◆ Work to be completed: Without leaving out a single line, copy the records exactly.

==================================================

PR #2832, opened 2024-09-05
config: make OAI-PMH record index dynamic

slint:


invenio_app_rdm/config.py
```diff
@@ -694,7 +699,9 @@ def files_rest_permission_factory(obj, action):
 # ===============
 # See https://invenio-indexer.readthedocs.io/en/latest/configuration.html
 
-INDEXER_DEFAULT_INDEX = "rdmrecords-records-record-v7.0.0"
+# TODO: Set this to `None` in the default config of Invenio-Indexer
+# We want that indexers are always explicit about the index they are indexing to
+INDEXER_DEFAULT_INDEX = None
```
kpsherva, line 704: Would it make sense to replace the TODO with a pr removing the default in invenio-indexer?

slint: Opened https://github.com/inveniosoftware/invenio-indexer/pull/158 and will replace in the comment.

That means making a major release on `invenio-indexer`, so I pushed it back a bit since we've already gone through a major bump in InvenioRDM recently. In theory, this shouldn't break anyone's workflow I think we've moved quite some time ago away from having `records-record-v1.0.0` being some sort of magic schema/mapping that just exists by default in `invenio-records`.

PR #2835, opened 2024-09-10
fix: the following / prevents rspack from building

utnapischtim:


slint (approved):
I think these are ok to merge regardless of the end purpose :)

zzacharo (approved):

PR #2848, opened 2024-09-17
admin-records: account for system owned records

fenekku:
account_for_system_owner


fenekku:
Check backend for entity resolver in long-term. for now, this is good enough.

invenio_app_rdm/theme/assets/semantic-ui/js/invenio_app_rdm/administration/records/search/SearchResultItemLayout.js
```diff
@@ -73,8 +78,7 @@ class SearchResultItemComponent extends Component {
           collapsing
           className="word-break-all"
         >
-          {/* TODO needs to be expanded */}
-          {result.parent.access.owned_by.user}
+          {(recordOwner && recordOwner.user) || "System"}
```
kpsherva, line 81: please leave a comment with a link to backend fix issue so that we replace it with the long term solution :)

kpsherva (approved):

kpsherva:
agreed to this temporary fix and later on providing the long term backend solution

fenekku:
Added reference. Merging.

==================================================

◆ Exercise answer:
PR #2832, opened 2024-09-05
config: make OAI-PMH record index dynamic

slint:


invenio_app_rdm/config.py
```diff
@@ -694,7 +699,9 @@ def files_rest_permission_factory(obj, action):
 # ===============
 # See https://invenio-indexer.readthedocs.io/en/latest/configuration.html
 
-INDEXER_DEFAULT_INDEX = "rdmrecords-records-record-v7.0.0"
+# TODO: Set this to `None` in the default config of Invenio-Indexer
+# We want that indexers are always explicit about the index they are indexing to
+INDEXER_DEFAULT_INDEX = None
```
kpsherva, line 704: Would it make sense to replace the TODO with a pr removing the default in invenio-indexer?

slint: Opened https://github.com/inveniosoftware/invenio-indexer/pull/158 and will replace in the comment.

That means making a major release on `invenio-indexer`, so I pushed it back a bit since we've already gone through a major bump in InvenioRDM recently. In theory, this shouldn't break anyone's workflow I think we've moved quite some time ago away from having `records-record-v1.0.0` being some sort of magic schema/mapping that just exists by default in `invenio-records`.

PR #2835, opened 2024-09-10
fix: the following / prevents rspack from building

utnapischtim:


slint (approved):
I think these are ok to merge regardless of the end purpose :)

zzacharo (approved):

PR #2848, opened 2024-09-17
admin-records: account for system owned records

fenekku:
account_for_system_owner


fenekku:
Check backend for entity resolver in long-term. for now, this is good enough.

invenio_app_rdm/theme/assets/semantic-ui/js/invenio_app_rdm/administration/records/search/SearchResultItemLayout.js
```diff
@@ -73,8 +78,7 @@ class SearchResultItemComponent extends Component {
           collapsing
           className="word-break-all"
         >
-          {/* TODO needs to be expanded */}
-          {result.parent.access.owned_by.user}
+          {(recordOwner && recordOwner.user) || "System"}
```
kpsherva, line 81: please leave a comment with a link to backend fix issue so that we replace it with the long term solution :)

kpsherva (approved):

kpsherva:
agreed to this temporary fix and later on providing the long term backend solution

fenekku:
Added reference. Merging.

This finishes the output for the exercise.